**DESCRIPTION OF THE TASK**
Copy out all the records exactly.

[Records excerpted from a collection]
────────────────

PR #1066, opened 2025-04-03
Prevent deadlock in MThreadPool

ulmus-scott:
@bennettpeter This resolves the shutdown issue mentioned in https://github.com/MythTV/mythtv/pull/1044

The deadlock can be triggered in mythfrontend by using http://localhost:6551/MythFE/GetRemote and then exiting within 10 seconds.

For a version with additional logging I used to diagnose this, see https://github.com/ulmus-scott/mythtv/tree/upnp_shutdown_log

##### Checklist

### DIFF
--- a/mythtv/libs/libmythbase/mthreadpool.cpp
+++ b/mythtv/libs/libmythbase/mthreadpool.cpp
@@ -103,12 +103,9 @@ using MPoolQueues = QMap<int, MPoolQueue>;
 class MPoolThread : public MThread
 {
   public:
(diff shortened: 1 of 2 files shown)


ulmus-scott:
I think QThreadPool's implementation is better architected in that it has only one mutex in the QThreadPool instead of that one and one per pool thread and that the pool threads request from the QThreadPool a QRunnable to run instead of being given one by the thread pool; however, I don't plan on changing this.

PR #1080, opened 2025-04-30
MythContext::Impl::FindDatabase(): read the database parameters after they have been changed

ulmus-scott:
This fixes bugs from e10ba67e29e5df144dfb5eb0a383c4460bff9c5a where the parameters read from config.xml (or the defaults if it doesn't exist) are always saved back to config.xml.

goto NoDBfound skipped over the initialization of the moved dbParams, so was copied to its two uses.

My testing showed `mythbackend` and `mythtv-setup` could create config.xml.  I do not have a setup for a remote frontend, so I could not get `mythfrontend` to create config.xml.
##### Checklist

### DIFF
--- a/mythtv/libs/libmyth/mythcontext.cpp
+++ b/mythtv/libs/libmyth/mythcontext.cpp
@@ -440,9 +440,8 @@ bool MythContext::Impl::FindDatabase(bool prompt, bool noAutodetect)
 
     // 1. Either load XmlConfiguration::k_default_filename or use sensible "localhost" defaults:
     bool loaded = LoadDatabaseSettings();
-    DatabaseParams dbParams = GetMythDB()->GetDatabaseParams();
-    setLocalHostName(dbParams.m_localHostName);
-    DatabaseParams dbParamsFromFile = dbParams;
+    const DatabaseParams dbParamsFromFile = GetMythDB()->GetDatabaseParams();
+    setLocalHostName(dbParamsFromFile.m_localHostName);
 
     // In addition to the UI chooser, we can also try to autoSelect later,
     // but only if we're not doing manualSelect and there was no
@@ -511,7 +510,10 @@ bool MythContext::Impl::FindDatabase(bool prompt, bool noAutodetect)
                     manualSelect = false;
                     break;
                 case BackendSelection::kCancelConfigure:
-                    goto NoDBfound;
+                {
+                    LOG(VB_GENERAL, LOG_DEBUG, "FindDatabase() - failed");
+                    return false;
+                }
             }
         }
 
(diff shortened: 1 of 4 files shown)


bennettpeter:
With this pull request - 

Running remote mythfrontend
If there is an empty .mythtv directory, after the Search button is requested, there is a prompt for language and country before you get the list of backends. Even if I select Netherlands and Dutch, everything continues in English, so it is unnecessary and achieves nothing. There is an existing backend database whcih already has language selected.
After the unnecessary language prompt it proceeds correctly, giving the list of backends and letting me enter the pin and connect.

Running mythtv-setup with an empty directory prompts for language three times before exiting. After that is is OK.

There should only be one prompt for language in mythtv-setup and none in mythfrontend.

FYI it  is possible to run many configurations on one computer. This could be used to test the remote frontend case with only one computer. See https://github.com/MythTV/packaging/tree/master/deb-light#developing-and-testing . You could also test remote frontend using two login ids, one for backend and one for frontend.

ulmus-scott:
I did not break LanguageSelection::Save() but that should make it actually work so the translation loads the language requested and does not ask more than once per application run.

I disagree that mythfrontend should not ask for the language.  For example, when setting up a remote frontend, it has not yet connected to the database to retrieve the setting or it is on a new host where there is not yet a value in the database.

bennettpeter:
I could agree with the language prompt if it worked.

After I applied  the latest pull request - 

- I set my backend language to Netherlands - Dutch using the web app and restarted the backend.
- I cleared out the .mythtv directory on my remote frontend
- I started the remote frontend. 
- It prompts in ENGLISH - Unable to connect to database and shows 4 buttons.
- I select the Search button and enter.
- It prompts for Country and Language. I select Netherlands - Dutch (same as the backend is set up for).
- I hit Save.
- It promts in ENGLISH Cannot login to database, prompts me in ENGLISH to enter the backend PIN.
- I enter the pin and hit OK.
- I get mythfrontend with menu displayed in ENGLISH, excpet the date at the top of the screen is in Dutch
- I try a few screens, everything else is in ENGLISH.
- Exit frontend (exit menu is in ENGLISH)
- Restart frontend, menu is now in Dutch.
- I try a few screens, everything is in Dutch.

Having people use a language prompt that does nothing is not useful. Do we take out the language prompt or make it work? I recommend taking it out.

Allthe rest is working correctly now.

ulmus-scott:
Does mythtv-setup no longer ask for the language multiple times?

https://github.com/MythTV/mythtv/blob/ba105cdb46bc6d63f4b5c05804e46e2bc03a697a/mythtv/libs/libmythbase/mythtranslation.cpp#L38 MythTranslation::load() does not load a new language if the setting has changed, which MythContext assumes it does.

I think the localization should go like this:

1. Load translation file based on OS locale.
2. Connect to database.
2.a Prompt for database parameters in OS language if necessary.
3. Read language setting from database and load translation file for that language.

Then the language prompt is not needed and the language setting can still be changed via mythfrontend->settings->appearance->localization.

bennettpeter:
mythtv-setup prompts for language, I selected Nederlands, the prompts for language again, Nederlands already selected, then exits.
On starting mythtv-setup again, goes into setup entirely in English, apart from the date at the top of the screen.
Exit mythtv-setup and relaunch. Now it is displaying in Dutch.

mythtv-setup is deptrecated so it is not important for it to work perfectly.

ulmus-scott:
What log messages for "Loading %1 translation for module %2" do you see?

ulmus-scott:
I think my change to `LanguageSelection::Save()` actually makes the language selection specific to a hostname instead of global, which may or may not be desired.

The multiple showings of the language prompt may be due to MythContext calling MythDB::ClearSettingsCache(), but I am not sure.

---

Regardless, the LanguageSelection issue is separate from the issue with config.xml that the first commit addresses.

bennettpeter:
I tested it. It is working now with the language prompt and using the language that I selected.

bennettpeter:
Rebased and merged.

────────────────

**SOLUTION FOR THIS EXERCISE**
PR #1066, opened 2025-04-03
Prevent deadlock in MThreadPool

ulmus-scott:
@bennettpeter This resolves the shutdown issue mentioned in https://github.com/MythTV/mythtv/pull/1044

The deadlock can be triggered in mythfrontend by using http://localhost:6551/MythFE/GetRemote and then exiting within 10 seconds.

For a version with additional logging I used to diagnose this, see https://github.com/ulmus-scott/mythtv/tree/upnp_shutdown_log

##### Checklist

### DIFF
--- a/mythtv/libs/libmythbase/mthreadpool.cpp
+++ b/mythtv/libs/libmythbase/mthreadpool.cpp
@@ -103,12 +103,9 @@ using MPoolQueues = QMap<int, MPoolQueue>;
 class MPoolThread : public MThread
 {
   public:
(diff shortened: 1 of 2 files shown)


ulmus-scott:
I think QThreadPool's implementation is better architected in that it has only one mutex in the QThreadPool instead of that one and one per pool thread and that the pool threads request from the QThreadPool a QRunnable to run instead of being given one by the thread pool; however, I don't plan on changing this.

PR #1080, opened 2025-04-30
MythContext::Impl::FindDatabase(): read the database parameters after they have been changed

ulmus-scott:
This fixes bugs from e10ba67e29e5df144dfb5eb0a383c4460bff9c5a where the parameters read from config.xml (or the defaults if it doesn't exist) are always saved back to config.xml.

goto NoDBfound skipped over the initialization of the moved dbParams, so was copied to its two uses.

My testing showed `mythbackend` and `mythtv-setup` could create config.xml.  I do not have a setup for a remote frontend, so I could not get `mythfrontend` to create config.xml.
##### Checklist

### DIFF
--- a/mythtv/libs/libmyth/mythcontext.cpp
+++ b/mythtv/libs/libmyth/mythcontext.cpp
@@ -440,9 +440,8 @@ bool MythContext::Impl::FindDatabase(bool prompt, bool noAutodetect)
 
     // 1. Either load XmlConfiguration::k_default_filename or use sensible "localhost" defaults:
     bool loaded = LoadDatabaseSettings();
-    DatabaseParams dbParams = GetMythDB()->GetDatabaseParams();
-    setLocalHostName(dbParams.m_localHostName);
-    DatabaseParams dbParamsFromFile = dbParams;
+    const DatabaseParams dbParamsFromFile = GetMythDB()->GetDatabaseParams();
+    setLocalHostName(dbParamsFromFile.m_localHostName);
 
     // In addition to the UI chooser, we can also try to autoSelect later,
     // but only if we're not doing manualSelect and there was no
@@ -511,7 +510,10 @@ bool MythContext::Impl::FindDatabase(bool prompt, bool noAutodetect)
                     manualSelect = false;
                     break;
                 case BackendSelection::kCancelConfigure:
-                    goto NoDBfound;
+                {
+                    LOG(VB_GENERAL, LOG_DEBUG, "FindDatabase() - failed");
+                    return false;
+                }
             }
         }
 
(diff shortened: 1 of 4 files shown)


bennettpeter:
With this pull request - 

Running remote mythfrontend
If there is an empty .mythtv directory, after the Search button is requested, there is a prompt for language and country before you get the list of backends. Even if I select Netherlands and Dutch, everything continues in English, so it is unnecessary and achieves nothing. There is an existing backend database whcih already has language selected.
After the unnecessary language prompt it proceeds correctly, giving the list of backends and letting me enter the pin and connect.

Running mythtv-setup with an empty directory prompts for language three times before exiting. After that is is OK.

There should only be one prompt for language in mythtv-setup and none in mythfrontend.

FYI it  is possible to run many configurations on one computer. This could be used to test the remote frontend case with only one computer. See https://github.com/MythTV/packaging/tree/master/deb-light#developing-and-testing . You could also test remote frontend using two login ids, one for backend and one for frontend.

ulmus-scott:
I did not break LanguageSelection::Save() but that should make it actually work so the translation loads the language requested and does not ask more than once per application run.

I disagree that mythfrontend should not ask for the language.  For example, when setting up a remote frontend, it has not yet connected to the database to retrieve the setting or it is on a new host where there is not yet a value in the database.

bennettpeter:
I could agree with the language prompt if it worked.

After I applied  the latest pull request - 

- I set my backend language to Netherlands - Dutch using the web app and restarted the backend.
- I cleared out the .mythtv directory on my remote frontend
- I started the remote frontend. 
- It prompts in ENGLISH - Unable to connect to database and shows 4 buttons.
- I select the Search button and enter.
- It prompts for Country and Language. I select Netherlands - Dutch (same as the backend is set up for).
- I hit Save.
- It promts in ENGLISH Cannot login to database, prompts me in ENGLISH to enter the backend PIN.
- I enter the pin and hit OK.
- I get mythfrontend with menu displayed in ENGLISH, excpet the date at the top of the screen is in Dutch
- I try a few screens, everything else is in ENGLISH.
- Exit frontend (exit menu is in ENGLISH)
- Restart frontend, menu is now in Dutch.
- I try a few screens, everything is in Dutch.

Having people use a language prompt that does nothing is not useful. Do we take out the language prompt or make it work? I recommend taking it out.

Allthe rest is working correctly now.

ulmus-scott:
Does mythtv-setup no longer ask for the language multiple times?

https://github.com/MythTV/mythtv/blob/ba105cdb46bc6d63f4b5c05804e46e2bc03a697a/mythtv/libs/libmythbase/mythtranslation.cpp#L38 MythTranslation::load() does not load a new language if the setting has changed, which MythContext assumes it does.

I think the localization should go like this:

1. Load translation file based on OS locale.
2. Connect to database.
2.a Prompt for database parameters in OS language if necessary.
3. Read language setting from database and load translation file for that language.

Then the language prompt is not needed and the language setting can still be changed via mythfrontend->settings->appearance->localization.

bennettpeter:
mythtv-setup prompts for language, I selected Nederlands, the prompts for language again, Nederlands already selected, then exits.
On starting mythtv-setup again, goes into setup entirely in English, apart from the date at the top of the screen.
Exit mythtv-setup and relaunch. Now it is displaying in Dutch.

mythtv-setup is deptrecated so it is not important for it to work perfectly.

ulmus-scott:
What log messages for "Loading %1 translation for module %2" do you see?

ulmus-scott:
I think my change to `LanguageSelection::Save()` actually makes the language selection specific to a hostname instead of global, which may or may not be desired.

The multiple showings of the language prompt may be due to MythContext calling MythDB::ClearSettingsCache(), but I am not sure.

---

Regardless, the LanguageSelection issue is separate from the issue with config.xml that the first commit addresses.

bennettpeter:
I tested it. It is working now with the language prompt and using the language that I selected.

bennettpeter:
Rebased and merged.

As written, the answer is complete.